Portmore protest - Upset over imposition of toll charges
published: Friday | June 25, 2004

By John Myers Jr., Staff Reporter

OPPOSITION IS mounting in parts of Portmore, St. Catherine against plans to charge a toll for travel on the soon to be built high-speed six-lane bridge which is to replace the existing Causeway bridge.

At a public meeting earlier this week at the Portmore Missionary Church to outline the changes and the impact associated with the development on the municipality, residents protested against paying the toll, after it was revealed that motorists would be required to pay a minimum $65 to travel across the bridge.

AGAINST THEIR WILL

The residents who attended the meeting, complained that the new development, which forms part of the Government's multi-billion Highway 2000 project, was being imposed on them against their will.

"The very first meeting I went to with regard to Highway 2000 ...the question was asked whether Portmore people would be required to pay a toll and the answer was that with Portmore being a dormitory community, we would not be required to pay a toll to leave and enter our bedrooms," argued one irate resident. "Now I come here tonight and hear a totally different story."

George Lee, Mayor of the Portmore municipality, in distancing himself from the development, said the Council was not a party to the plans. "With respect to what Highway 2000 is doing, I cannot speak to it because the municipality of Portmore has not been involved in any aspect of that operation, unfortunately," he remarked when asked to comment by the residents.

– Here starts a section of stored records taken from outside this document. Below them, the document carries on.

Issue #1133, opened 2023-04-21
offline video playback


gumaerc:
As a user of an OCW mirror drive or otherwise offline site, I'd like to be able to play back locally stored archive videos while browsing said offline site

#### Acceptance Criteria:

- [x] Embedded videos and video pages load the offline version of the video in offline themes
- [x] If the offline version of the video isn't available, try and load the video from YouTube instead

#### Out of Scope:
- Transcript and captions are also loaded from local resources in the offline themes

gumaerc:
Progress update:

  - I have videos playing back locally in VideoJS locally
  - Since the mirror drive and the offline ZIP downloads both use the same theme, `course-offline`, if this change is made there then the sites in the ZIP downloads are going to expect the videos to be included. With this in mind and also the fact that there are videos missing from the original OCW mirror, I'm exploring the possibility of checking for the existence of the archive video during the offline build. If the video is not found, the YouTube player would be rendered instead
  - Regardless, the archive videos will need to be pulled into the Concourse worker at build time and I'm worried that this will significantly increase publish time because of the size of videos. I'm working on testing locally to get an idea about how much impact copying in the videos might have on publishing time.

PR #1160, opened 2023-05-23
offline video playback

gumaerc:
#### Pre-Flight checklist

  - [ ] Desktop screenshots
- [ ] Testing
  - [ ] Code is tested

Closes https://github.com/mitodl/ocw-hugo-themes/issues/1133

#### What's this PR do?
This PR changes the behavior video pages and embeds in the offline themes. A new partial, `video_player.html` was added. Places that called `youtube_player.html` directly have been altered to call this partial instead. In the online theme, `youtube_player.html` is simply called without any other action. In the offline theme, a check is made against the `static_resources` leaf node to see if a copy of the archive video is present at build time. If the video exists, `local_video_player.html` is called, which renders a VideoJS player pointing at the locally stored archive video. If the video is not present, `youtube_player.html` is called instead to load the video from YouTube.

 - Download the course content for [18-06-fall-2010](https://github.mit.edu/ocw-content-rc/18.06-spring-2010)
 - Make sure you have [`ocw-hugo-projects`](https://github.com/mitodl/ocw-hugo-projects) cloned locally
 - Source `ocw-studio` production AWS credentials and set them up in a terminal
 - In the same terminal change directory to the course content repo you downloaded above
 - Run:
```
mkdir -p content/static_resources
aws s3 sync s3://ol-ocw-studio-app-production/courses/18-06-linear-algebra-spring-2010/ ./content/static_resources/
```
 - Once the static resources have been downloaded, run the following in the `ocw-hugo-themes` directory, being sure to use *absolute paths*: `yarn build /path/to/18.06-spring-2010/ /path/to/ocw-hugo-projects/ocw-course-v2/config-offline.yaml`
 - In your file browser, go to your course content repo and enter the `dist` folder, then double click on `index.html` to open the offline site in a web browser
 - Go to the Instructor Insights page and click on the embedded video there and ensure it plays back and that the VideoJS controls work properly and that the video is sized properly in the layout
 - Go to the Video Lectures section and ensure the same thing for any of the video lectures contained within
 - Go back to the course content repo, enter the `content/static_resources` folder and delete one of the archive videos, noting which one you deleted. Find the page that this video is referenced on so you know the URL to browse to when testing by searching the repo for the video filename.
 - Re-run the offline build
 - Visit the page for the video that is now missing and verify that the YouTube player is loaded instead.

This is part of the [mirror drive epic](https://github.com/mitodl/hq/issues/785) and enables playback of archive videos if they are included with a course at build time. This PR should be reviewed, but not merged until a separate situation is addressed. In `ocw-studio` where MIT's OCW content is authored and subsequently Concourse where the builds are actually run, the offline build is run and is both used to generate the individual ZIP downloads of courses as well as the content for the mirror drive, stored in separate S3 buckets. In our Concourse pipelines, mp4 files are currently filtered out of the ZIP downloads to reduce the file size of the downloads. Before this is merged we should alter the logic here to run a Hugo build with *and* without the archive videos. The version without the archive videos should have the videos filtered out before the Hugo build even runs, so that the theme does not assume they exist and renders the YouTube player instead on pages in that offline site that have video players. If this PR is merged without addressing this issue first, the offline sites in ZIP downloads will have offline video players rendered that will attempt to load local mp4 videos that don't exist.

This should not be merged until https://github.com/mitodl/ocw-studio/pull/1836 is released, as the way mp4 files are filtered out of builds in Concourse after Hugo runs means that local video players will be rendered in offline sites, and the videos will not be present in the ZIP file.

image


base-theme/layouts/partials/local_video_player.html
```diff
@@ -0,0 +1,28 @@
...
+    data-setup='{
+    "fluid": true,
+    "inactivityTimeout": 0'
+  >
+      {{ if .archiveUrl }}
+        <source src="{{ partial "resource_url.html" (dict "context" .context "url" .archiveUrl) }}" type="video/mp4" />
+      {{ end }}
+      {{ if .captionsLocation }}
+        <track kind="captions" src="{{ .captionsLocation }}" mode="disabled" srclang="en" label="English">
+      {{ end }}
```
ChristopherChudzicki, line 16: As far as I can tell, offline captions (w/o youtube) don't work at all right now, either in the interactive transcript or in the player itself.

Maybe better to just leave these tracks out? That way there's no (non-functional) "CC" button. 

Screenshot 2023-05-25 at 4 34 56 PM

ChristopherChudzicki (changes requested):
Looks good, just the curly brace request.

gumaerc:
@ChristopherChudzicki should be ready for another look

base-theme/layouts/partials/local_video_player.html
```diff
@@ -0,0 +1,34 @@
...
+  >
+      {{ if .archiveUrl }}
+        <source src="{{ partial "resource_url.html" (dict "context" .context "url" .archiveUrl) }}" type="video/mp4" />
+      {{ end }}
+  </video>
+</div>
+
+{{ if and .startTime .endTime }}
+<script>
+  window.onload = function() {
```
ChristopherChudzicki, line 20: The current implementation here doesn't work with the `or` suggestion above. Also, the player is a bit awkward if you press play AFTER `endTime`. (it plays for a second, then pauses). Maybe that's reasonable behavior, though.


1. use `const`
2. conditional on start time / end time
3. **MAYBE, MAYBE NOT**  remove "stopper" after its first application. *The youtube player handles this very nice: The video stops, the play button goes away. You can force the youtube player to continue by scrubbing if you really want.*

Re (3) ... The current behavior, 

```js
  window.onload = function() {
    if (window.videojs) {
      const player = window.videojs("{{ $playerId }}")
      const startTime = {{ .startTime }}
      const endTime = {{ .endTime }}
      if (startTime) {
        player.currentTime(startTime)
      }
      const stopper = () => {
        if (player.currentTime() >= endTime) {
          player.pause()
          player.off("timeupdate", stopper) // Maybe???
        }
      }
      if (endTime) {
        player.on("timeupdate", stopper)
      }
    }
  }
```

ChristopherChudzicki (changes requested):
One requested change around startTime / endTime stuff. Right now video doesn't work if startTime exists but not endTime (which we allow for youtube player).

Also, reminder from our slack conversation:
- With current publish setup, HTML files will be produced as if videos existed, but then the videos will be filtered out of the zip => broken videos.

base-offline/layouts/partials/video_player.html
```diff
@@ -0,0 +1,14 @@
+{{ $archiveUrl := .archiveUrl }}
+{{ $archiveVideoFound := false }}
+{{ $staticResourcesBundle := site.GetPage "/static_resources" }}
+{{ $archiveVideos := $staticResourcesBundle.Resources.ByType "video" }}
+{{ range $archiveVideos }}
+  {{ if strings.Contains $archiveUrl .Name }}
+    {{ $archiveVideoFound = true }}
+  {{ end }}
+{{ end }}
```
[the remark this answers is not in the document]
gumaerc: Good catch, I didn't see this in the docs. I did get this to work but had to modify it a little. The code as you suggested it does not work, because `.Match` is looking at the `.Name` property of each resource, so what you pass in needs to be what you are matching against `.Name`. Since the `.Name` property of resources is the filename, I had to parse the url and then the path:

```
{{ $archiveVideoFound := false }}
{{ $archiveUrl := .archiveUrl }}
{{ $parsedArchiveUrl := urls.Parse $archiveUrl }}
{{ $parsedArchiveUrlPath := path.Split $parsedArchiveUrl.Path }}
{{ $archiveFile := $parsedArchiveUrlPath.File }}
{{ $staticResourcesBundle := site.GetPage "/static_resources" }}
{{ $archiveVideos := $staticResourcesBundle.Resources.ByType "video" }}
{{ $archiveVideoSearchResuts := $staticResourcesBundle.Resources.Match $archiveFile }}
{{ $archiveVideoFound = gt (len $archiveVideoSearchResuts) 0 }}
```

base-theme/layouts/partials/resource_url.html
```diff
@@ -9,8 +9,10 @@
 */}}
 {{- $prefix := getenv "RESOURCE_BASE_URL" | default "" -}}
 {{- $url := printf "%s%s" (strings.TrimSuffix "/" $prefix) (urls.Parse $url).Path -}}
-{{- if hasPrefix $url "http" -}}
-  {{- return $url -}}
-{{- else -}}
+{{- if not (hasPrefix $url "http") -}}
   {{- partial "site_root_url.html" $url -}}
```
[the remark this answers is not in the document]
gumaerc: You are correct, I'm not sure what I was thinking here. To be honest, I'm not sure we need to reference `site_root_url` here. This partial was created as a way to bypass the `baseURL` setting and reference the root of the site directly, for links in the header that need to do that such as `/about`, etc. If you look at that partial, you'll see it uses a bunch of `printf` statements to print URLs directly, and this is because it was written near the start of the project and Hugo did not support calling `return` in partials back then. We should revisit how this partial works, or if it is even needed but that is work for another PR.

gumaerc:
@ChristopherChudzicki all set for another look

base-offline/layouts/partials/video.html
```diff
@@ -0,0 +1,26 @@
+{{ $youtubeKey := trim .Params.video_metadata.youtube_id " "}}
```
ChristopherChudzicki, line 1: **Suggestion / Reminder:** `{{- -}}` to cut down on whitespace.

I don't really think it's worth changing or worrying about, since we don't have a way to enforce it and it is only occasionally annoying.

ChristopherChudzicki (approved):
LGTM, looking at the studio PR now.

But amidst the opposition, Trevor Jackson, managing director of TransJamaican Highway Limited (THL), a subsidiary of the highway developer, Bouygues Travaux Publics, said it was unlikely that the highway operators will back down. He said the charges were arrived at based on a complicated formula.

"It's done on a complicated formula dependent on the movement of the Jamaican dollar versus the U.S. dollar. It could be more, it could be less," Mr. Jackson said.

He added that "there is little room (for change) and we have confidence in the consultants that have been used, they are the best in the world and they haven't been proven wrong too many times."